What lies between and among boundaries, as well as in the space that the boundary itself occupies, are village stories of conflicts, contradiction, disputes, love, collaboration and friendship. This contributes an additional dimension to ‘place’, something that gives meaning to and shapes the history of its landscape and experience. 

 

Metaphor, narrative, fiction in architectural thinking: a methodology for understanding life and a changing landscape

The six excerpts that follow derive from fictional narratives based on the villagers’ own metaphors of their reality, including my own personal experience in the village as a variation of truth. These fictional narratives were created out of their stories, their spaces, their life with animals, and the life they have together. However, the plot is imaginary so as to connect the various situations and events with each other with the purpose of bringing to light another dimension of truth about this place.

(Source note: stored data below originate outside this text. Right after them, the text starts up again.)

PR #3735, opened 2016-04-11
Fix reset tests with strict object creation

### LINKED ISSUE #3726: reset::hard::resetting_reverts_unmerged depends on state from previous tests
Running `./libgit2_clar -v -sreset::hard::resetting_reverts_unmerged` , or the full reset suite with `./libgit2_clar -v -sreset`, produces the following failure:

```
  1) Failure:
reset::hard::resetting_reverts_unmerged [/home/josh/src/libgit2/tests/reset/hard.c:115]
  Function call failed: (git_index_add(index, &entry))
  error -1 - Object not found - cannot read header for (6bb0d9f700543ba3d318ba7075fc3bd696b4287)
```

This failure doesn't occur when running the full test suite.  I think something in this test depends on state set up by a previous test.

carlosmn:
We were leaving strict object creation off after refs tests, so we didn't notice the reset tests used fake ids.

Fixes #3726

### DIFF
--- a/tests/refs/create.c
+++ b/tests/refs/create.c
@@ -13,13 +13,14 @@ static git_repository *g_repo;
 void test_refs_create__initialize(void)
 {
    g_repo = cl_git_sandbox_init("testrepo");
+	cl_git_pass(git_libgit2_opts(GIT_OPT_ENABLE_STRICT_OBJECT_CREATION, 0));
 }
 
 void test_refs_create__cleanup(void)
 {
    cl_git_sandbox_cleanup();
 
-	cl_git_pass(git_libgit2_opts(GIT_OPT_ENABLE_STRICT_OBJECT_CREATION, 0));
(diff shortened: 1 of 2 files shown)


ethomson:
Sigh.  Oops.  This was quite my fault.

It looks like the `refs::create` tests didn't get the memo when we changed the default to enforce strict validation by default.  This was trying to turn it back to the default of _off_.

I think that we should not be running the `refs::create` tests with strict object creation off.  Instead, we should change `refs::create::oid_unknown_succeeds_by_default` to be something like `refs::create::oid_unknown_can_succeed_when_not_strict` and then change `refs::create::oid_unknown_fails_strict_mode` to be something like `refs::create::oid_unknown_fails_by_default`.

This is my mess, I'm happy to fix it up in a moment.

carlosmn:
Superseded by #3737

PR #3736, opened 2016-04-11
refs: provide a more general error message for dwim

carlosmn:
If we cannot dwim the input, set the error message to be explicit about
that. Otherwise we leave the error for the last failed lookup, which
can be rather unexpected as it mentions a remote when the user thought
they were trying to look up a branch.


johnhaley81:
Holy cow you're fast :)

carlosmn:
Sometimes a man sees an error message and is deeply embarrassed by it :)

PR #3742, opened 2016-04-14
[WIP] git_status_options: support non-recursive directories status (issue #3675)

mstrap:


Therzok:
👍 This looks awesome.

mstrap:
@ethomson the code is basically working, but do you think I got the right places to plug-in the non-recursive behavior? Maybe I should also write some more comments as the entire topic is fairly complex?

PR #3745, opened 2016-04-19
Improve star-star matching

carlosmn:
Add some tests and handling for a few situations where our star-star handling in gitignore patterns was behaving incorrectly.

This supersede #3721


ethomson:
Thanks @as-cii and @carlosmn !

as-cii:
✨

PR #3746, opened 2016-04-19
[WIP] Add a script to help CTest run clar suites in parallel

carlosmn:
This script asks the clar runner for its suites and then creates a CTest
file so ctest knows about them. We can use this script together wtih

This methodology reveals the complexity of life with nature and its changes in Kampos through narratives. Ricoeur talks about how words in a sentence can reveal a discourse in the world, allowing language to create images (Ricoeur, 2003, 213). Metaphors bearing a communal perception of place become a natural language of sharing a communal way of living connected with the natural and built environment. Stories connect language with mimetic action, habit, which again connects our bodily and mental experience with the environment, but also with place and space. Merleau-Ponty (1962, 177) writes that in language there are shared emotions and attitudes within every group and that learning their language is a way to share their world and become part of it. In this chapter, the village space is brought to life through excerpts of narratives created from the villagers’ stories and metaphors about village life and its farming landscape.

 

Excerpt 1 from the fictional narrative, ‘The Animal that I Lost’[3]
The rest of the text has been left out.